▶ [EXERCISE DIRECTIONS] A word-for-word transcription of the listing is all that is needed.

--------------------------------

PR #1016, opened 2024-03-20
Touch up 1.0 release post

euphemism:
Caught me while I was sleeping 😩.

### DIFF
--- a/docs/blog/posts/devenv-v1.0-rewrite-in-rust.md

--------------------------------

▶ [PROBLEM SOLUTION]
PR #1016, opened 2024-03-20
Touch up 1.0 release post

euphemism:
Caught me while I was sleeping 😩.

### DIFF
--- a/docs/blog/posts/devenv-v1.0-rewrite-in-rust.md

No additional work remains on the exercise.